_Extracted material:_
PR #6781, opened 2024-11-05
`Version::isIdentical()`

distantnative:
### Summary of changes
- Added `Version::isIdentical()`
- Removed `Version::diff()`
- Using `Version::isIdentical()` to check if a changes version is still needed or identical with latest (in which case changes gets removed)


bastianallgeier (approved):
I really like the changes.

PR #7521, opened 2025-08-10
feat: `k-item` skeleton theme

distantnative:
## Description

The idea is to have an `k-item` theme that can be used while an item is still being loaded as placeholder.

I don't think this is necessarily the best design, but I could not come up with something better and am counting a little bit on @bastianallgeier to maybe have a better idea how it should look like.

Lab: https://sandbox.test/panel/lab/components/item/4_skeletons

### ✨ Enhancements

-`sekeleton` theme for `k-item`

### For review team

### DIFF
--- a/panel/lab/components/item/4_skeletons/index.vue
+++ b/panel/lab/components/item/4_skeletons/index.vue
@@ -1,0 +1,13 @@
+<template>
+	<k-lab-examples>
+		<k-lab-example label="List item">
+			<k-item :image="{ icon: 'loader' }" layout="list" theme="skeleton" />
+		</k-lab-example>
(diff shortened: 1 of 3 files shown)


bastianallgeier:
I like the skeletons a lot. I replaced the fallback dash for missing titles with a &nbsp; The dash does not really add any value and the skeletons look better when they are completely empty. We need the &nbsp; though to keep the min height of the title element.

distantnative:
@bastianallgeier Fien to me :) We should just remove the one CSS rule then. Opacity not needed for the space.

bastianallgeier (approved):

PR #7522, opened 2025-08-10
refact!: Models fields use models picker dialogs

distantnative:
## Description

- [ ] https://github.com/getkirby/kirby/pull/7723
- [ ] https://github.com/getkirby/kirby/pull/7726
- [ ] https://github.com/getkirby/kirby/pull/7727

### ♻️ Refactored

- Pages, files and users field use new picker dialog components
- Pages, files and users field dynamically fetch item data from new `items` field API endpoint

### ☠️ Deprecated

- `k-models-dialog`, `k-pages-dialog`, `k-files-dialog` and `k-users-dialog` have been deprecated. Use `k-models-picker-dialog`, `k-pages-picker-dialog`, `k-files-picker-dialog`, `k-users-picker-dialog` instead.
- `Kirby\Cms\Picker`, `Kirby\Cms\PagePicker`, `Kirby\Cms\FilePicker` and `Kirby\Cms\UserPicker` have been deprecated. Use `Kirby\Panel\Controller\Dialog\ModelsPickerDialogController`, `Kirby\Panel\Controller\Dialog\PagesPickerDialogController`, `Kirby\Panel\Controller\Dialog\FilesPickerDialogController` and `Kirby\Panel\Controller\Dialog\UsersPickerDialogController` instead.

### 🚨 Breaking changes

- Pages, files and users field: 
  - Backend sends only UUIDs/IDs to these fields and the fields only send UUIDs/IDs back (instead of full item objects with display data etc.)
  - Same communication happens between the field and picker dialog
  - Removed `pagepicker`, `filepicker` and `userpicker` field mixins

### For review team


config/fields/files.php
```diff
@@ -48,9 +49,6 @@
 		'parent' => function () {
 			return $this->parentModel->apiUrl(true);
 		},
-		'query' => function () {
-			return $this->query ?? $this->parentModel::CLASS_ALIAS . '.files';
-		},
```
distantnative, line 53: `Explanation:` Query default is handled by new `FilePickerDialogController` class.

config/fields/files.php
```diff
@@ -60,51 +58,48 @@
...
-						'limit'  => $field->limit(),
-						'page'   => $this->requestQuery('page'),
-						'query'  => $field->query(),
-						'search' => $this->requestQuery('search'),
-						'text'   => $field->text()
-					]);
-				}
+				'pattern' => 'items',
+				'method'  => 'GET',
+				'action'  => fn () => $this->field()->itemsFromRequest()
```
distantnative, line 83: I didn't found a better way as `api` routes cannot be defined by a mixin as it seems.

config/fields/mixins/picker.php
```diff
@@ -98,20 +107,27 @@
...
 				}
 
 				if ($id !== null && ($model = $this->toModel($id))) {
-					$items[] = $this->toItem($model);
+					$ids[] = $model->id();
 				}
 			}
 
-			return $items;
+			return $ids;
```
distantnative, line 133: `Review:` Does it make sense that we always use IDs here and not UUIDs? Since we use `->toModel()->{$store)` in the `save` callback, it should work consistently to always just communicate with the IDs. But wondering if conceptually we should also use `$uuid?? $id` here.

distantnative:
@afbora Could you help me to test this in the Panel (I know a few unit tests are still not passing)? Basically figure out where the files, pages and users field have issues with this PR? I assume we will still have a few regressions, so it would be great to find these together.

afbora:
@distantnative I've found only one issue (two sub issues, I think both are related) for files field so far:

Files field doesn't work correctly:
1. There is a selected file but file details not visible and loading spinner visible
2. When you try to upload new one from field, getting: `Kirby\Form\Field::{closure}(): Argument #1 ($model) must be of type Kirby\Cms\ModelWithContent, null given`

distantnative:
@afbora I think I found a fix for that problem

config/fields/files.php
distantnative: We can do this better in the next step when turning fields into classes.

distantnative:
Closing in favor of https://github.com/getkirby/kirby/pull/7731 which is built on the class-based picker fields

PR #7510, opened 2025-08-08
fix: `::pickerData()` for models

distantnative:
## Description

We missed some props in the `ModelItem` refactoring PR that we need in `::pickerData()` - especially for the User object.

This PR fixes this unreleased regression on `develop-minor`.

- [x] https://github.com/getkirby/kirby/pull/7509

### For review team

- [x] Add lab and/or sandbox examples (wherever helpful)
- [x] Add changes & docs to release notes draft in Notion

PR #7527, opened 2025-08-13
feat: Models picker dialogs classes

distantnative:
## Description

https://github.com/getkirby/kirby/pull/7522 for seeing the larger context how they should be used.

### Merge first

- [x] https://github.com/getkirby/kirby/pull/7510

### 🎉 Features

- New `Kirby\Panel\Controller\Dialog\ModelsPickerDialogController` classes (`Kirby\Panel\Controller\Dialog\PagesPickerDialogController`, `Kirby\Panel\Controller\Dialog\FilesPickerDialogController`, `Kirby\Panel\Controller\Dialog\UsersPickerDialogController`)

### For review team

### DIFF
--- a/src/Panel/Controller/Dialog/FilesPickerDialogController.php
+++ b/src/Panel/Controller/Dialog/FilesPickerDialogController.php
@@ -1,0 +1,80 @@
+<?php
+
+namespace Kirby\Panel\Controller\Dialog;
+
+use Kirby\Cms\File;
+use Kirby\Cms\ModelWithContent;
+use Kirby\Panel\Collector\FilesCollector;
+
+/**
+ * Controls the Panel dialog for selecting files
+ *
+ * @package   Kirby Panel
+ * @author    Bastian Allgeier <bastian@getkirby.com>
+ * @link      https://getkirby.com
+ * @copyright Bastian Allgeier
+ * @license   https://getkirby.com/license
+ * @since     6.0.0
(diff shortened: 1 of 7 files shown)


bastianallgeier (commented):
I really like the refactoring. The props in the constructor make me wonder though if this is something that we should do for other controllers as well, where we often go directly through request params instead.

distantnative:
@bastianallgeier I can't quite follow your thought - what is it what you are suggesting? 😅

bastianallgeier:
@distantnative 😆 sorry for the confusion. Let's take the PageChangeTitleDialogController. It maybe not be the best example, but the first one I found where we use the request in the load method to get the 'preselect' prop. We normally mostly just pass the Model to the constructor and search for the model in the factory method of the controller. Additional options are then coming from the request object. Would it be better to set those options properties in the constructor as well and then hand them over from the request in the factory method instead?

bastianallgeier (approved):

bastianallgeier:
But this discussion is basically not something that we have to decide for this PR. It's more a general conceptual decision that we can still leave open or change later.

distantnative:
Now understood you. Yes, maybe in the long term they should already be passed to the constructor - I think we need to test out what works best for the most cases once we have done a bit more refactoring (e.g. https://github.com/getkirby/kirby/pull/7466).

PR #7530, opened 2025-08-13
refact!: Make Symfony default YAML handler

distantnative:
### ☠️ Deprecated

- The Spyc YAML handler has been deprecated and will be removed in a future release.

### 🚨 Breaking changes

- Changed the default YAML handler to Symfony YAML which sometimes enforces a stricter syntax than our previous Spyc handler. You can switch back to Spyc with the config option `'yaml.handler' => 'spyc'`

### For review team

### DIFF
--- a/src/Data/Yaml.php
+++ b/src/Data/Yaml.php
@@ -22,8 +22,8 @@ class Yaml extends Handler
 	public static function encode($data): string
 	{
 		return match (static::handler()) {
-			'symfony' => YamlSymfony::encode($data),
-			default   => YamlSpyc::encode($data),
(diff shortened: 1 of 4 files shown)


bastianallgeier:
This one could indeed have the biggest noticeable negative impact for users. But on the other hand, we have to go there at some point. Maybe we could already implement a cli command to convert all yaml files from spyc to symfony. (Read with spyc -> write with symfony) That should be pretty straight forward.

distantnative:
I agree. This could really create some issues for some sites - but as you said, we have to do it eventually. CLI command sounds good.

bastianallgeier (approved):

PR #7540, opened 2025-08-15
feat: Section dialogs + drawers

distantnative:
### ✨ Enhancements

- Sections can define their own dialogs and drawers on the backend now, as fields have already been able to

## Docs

_Action item:_ Within the material above, tally each line that contains "what" and respond with the tally only.

_Task output:_ 2